At the FIX EMEA Trading Conference this month James Hilton, co-head of advanced execution sales at Credit Suisse Securities (Europe), said a large number of stocks will hit the MiFID II volume caps.
“We always look for block trading opportunities but there are not enough out there,” Hilton added. “We will see more focus on auction type models and initiatives such as Turquoise Block Discovery.”
This month the London Stock Exchange launched a new auction at noon, matching the intraday auction in Germany.
Lowres said: “It is very early days for the LSE midday auction but it has a fair chance of success. Volumes in closing auctions are 18% from 9% a decade ago as there is more benchmarking around the closing price and lit exchange auction uncrossings.”

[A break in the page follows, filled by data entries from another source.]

Issue #157, opened 2022-11-18
Enable forwarding warnings from subprocess to the caller


pradyunsg:
This would be a reasonable mechanism to surface deprecation/build-related warnings from underlying build-backends to the build-frontends, which can then surface them to users appropriately.

This would likely involve some way to capture and communicate the log messages back to the calling process; ideally with the ability to show the warnings without waiting for the end of the build-backend subprocess.

pradyunsg:
To be clear, I'm thinking of `warnings.warn`-style warnings.

pradyunsg:
FYI: I've started exploring implementing this and figuring out what this should look like.

pradyunsg:
Hmm... I came here to close this now that #213 is merged but it looks like this might actually need a PEP or something to make things clearer?

@notatallshaw Any concerns if I revert #213 and we resurrect that discussion? I might have missed context from a more recent discussion, if there is one.

notatallshaw:
> [@notatallshaw](https://github.com/notatallshaw) Any concerns if I revert [#213](https://github.com/pypa/pyproject-hooks/pull/213) and we resurrect that discussion? I might have missed context from a more recent discussion, if there is one.

The comment here suggested this would just need a spec clarification not a PEP: https://github.com/pypa/packaging-problems/issues/558#issuecomment-981541735

There was some recent discussion in this thread: https://discuss.python.org/t/how-can-build-backends-avoid-breaking-users-when-they-make-backwards-incompatible-changes/85847

My motivation here is to help build backends communicate with users to reduce the chance of unexpected failures, and I don't really have an opinion on the spec, I haven't read it in detail. But if you're not comfortable with it I am motivated to do whatever steps are required until you are.

pfmoore:
> The comment here suggested this would just need a spec clarification not a PEP

So that means it needs (1) a dedicated thread on Discourse proposing the change and establishing community consensus that it's ok as a spec change, and (2) the actual spec change having been made.

I agree with @pradyunsg - let's revert until that has happened.

notatallshaw:
> So that means it needs (1) a dedicated thread on Discourse proposing the change and establishing community consensus that it's ok as a spec change, and (2) the actual spec change having been made.

I was being optimistic that this had already been done since your discussion.

I started take a look at doing this in the spec page, but as best as I can tell PEP 517 has never been added to: https://packaging.python.org/en/latest/specifications/

[...]

PR #212, opened 2025-04-10
Fix find_distributions with non-empty context

### LINKED ISSUE #211: Issue with new find_distributions and incorrect metadata
After updating to pyproject_hooks 1.2.0, I am getting the following error when building [setuptools_scm](https://github.com/pypa/setuptools-scm):
```
> /usr/bin/python3.9 -m build -n
* Getting build dependencies for sdist...
/scratch/userland-gate/components/python/setuptools_scm/setuptools_scm-8.1.0/src/setuptools_scm/_integration/setuptools.py:31: RuntimeWarning:
ERROR: setuptools==8.1.0 is used in combination with setuptools_scm>=8.x
```
even though my setuptools version is 73.0.1. The build process erroneously takes the setuptools_scm version and considers it the setuptools one.

(while this says ERROR, the build continues and finishes successfully; the only unexpected result is that the WHEEL file lists `Generator` as `setuptools (8.1.0)`, which is not the case).

I also noticed similar issue with [Python incremental](https://github.com/twisted/incremental).

I know very little about how the whole build machinery works, but I looked a little into this and found that the `def find_distributions` addition in 1.2.0 is the reason for this. It seems that importlib_metadata (which is used by setuptools to find its own `__version__`) uses `_BackendPathFinder` and the new `find_distributions`, but the passed `context` (which is correctly set to look for "setuptools") is ignored and replaced with new context, which is no longer correct for that case.

Updating the function with a check:
```python
if context is None:
    context = DistributionFinder.Context(path=self.backend_path)
```
fixes the issue, but I have no idea whether that is a good idea - it was just a test.

This happens in 3.9.21 (with importlib_metadata 7.1.0), 3.11.11 and 3.13.1.

Also, both setuptools_scm and incremental use custom build backend and "backend-path" (with more than just ".").

kulikjak:
`find_distributions` now honors parameters from the original `context`.

Closes #211.

### DIFF
--- a/src/pyproject_hooks/_in_process/_in_process.py
+++ b/src/pyproject_hooks/_in_process/_in_process.py
@@ -112,7 +112,11 @@ class _BackendPathFinder:
             # Delayed import: Python 3.7 does not contain importlib.metadata
             from importlib.metadata import DistributionFinder, MetadataPathFinder
 
-            context = DistributionFinder.Context(path=self.backend_path)
+            if context is None:
+                context = DistributionFinder.Context(path=self.backend_path)
+            else:
+                args = dict(vars(context), path=self.backend_path)
+                context = DistributionFinder.Context(**args)
             return MetadataPathFinder.find_distributions(context=context)
 
 


src/pyproject_hooks/_in_process/_in_process.py
```diff
@@ -112,7 +112,11 @@ def find_distributions(self, context=None):
             # Delayed import: Python 3.7 does not contain importlib.metadata
             from importlib.metadata import DistributionFinder, MetadataPathFinder
 
-            context = DistributionFinder.Context(path=self.backend_path)
+            if context is None:
+                context = DistributionFinder.Context(path=self.backend_path)
+            else:
+                args = dict(vars(context), path=self.backend_path)
+                context = DistributionFinder.Context(**args)
```
abravalheri, line 119: I think this is good. Thank you.
I had a deeper look into the implementation of `MetadataPathFinder`, and it seems that it only ever looks into [`context.name` and `context.path`](https://github.com/python/cpython/blob/v3.9.21/Lib/importlib/metadata.py#L505), so, *if we want*, this could be further simplified to:

```suggestion
            name = context.name if context else None
            context = DistributionFinder.Context(name=name, path=self.backend_path)
```

abravalheri: I wonder if there is any type of regression test that could be added.

pradyunsg:
Would it be possible to add a test for this, to help ensure we don't regress on this behaviour in the future?

kulikjak:
Sure, I added a new test (and found a problem in existing one).

I didn't have much time to look into it up until today, so it took longer.

kulikjak:
Small update: I now tested the patched version with build of ~120 different Python packages and everything seems to work as expected.

takluyver:
I'll merge this, but I'd like to sort out the questions about warnings (#157) before making a release, to avoid making anything worse.

takluyver:
Thanks @kulikjak !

Last October Bats Europe launched a periodic auction throughout the day to help trade in larger sizes. Auctions last a randomized time of between 100 milliseconds and five minutes, depending on liquidity of the individual stock. Matches are only allowed within the European Best Bid and Offer and a new auction begins as soon as one ends so a stock is always in auction. Trading in the periodic auction is in a lit book and subject to pre-trade and post-trade transparency, so the MiFID II dark volume caps do not apply.
Natan Tiefenbrun, managing director, European execution services and co-head of agency equities trading at Bank of America Merrill Lynch argued at the FIX conference said that MiFID II will significantly raises the barrier to the entry and will lead to fewer asset managers and brokers.
He continued that if brokers cannot cross internal flows under MiFID II, without registering as a systematic internaliser, this will lead to higher spreads as investors will have to pay fees to an external venue. “Lit venues have different characteristics and there is also information leakage,”Tiefenbrun added.
Lowres said: “As MiFID II is largely about best execution this means that brokers will have to exhibit full understanding the logic of order routing software, and set this in the context of price impact, spread capture and toxicity. Investors will ultimately benefit from larger fills and a more transparent tape.”
The MiFID II Regulatory Technical Standards and Delegated Acts are due to be issued in the coming weeks.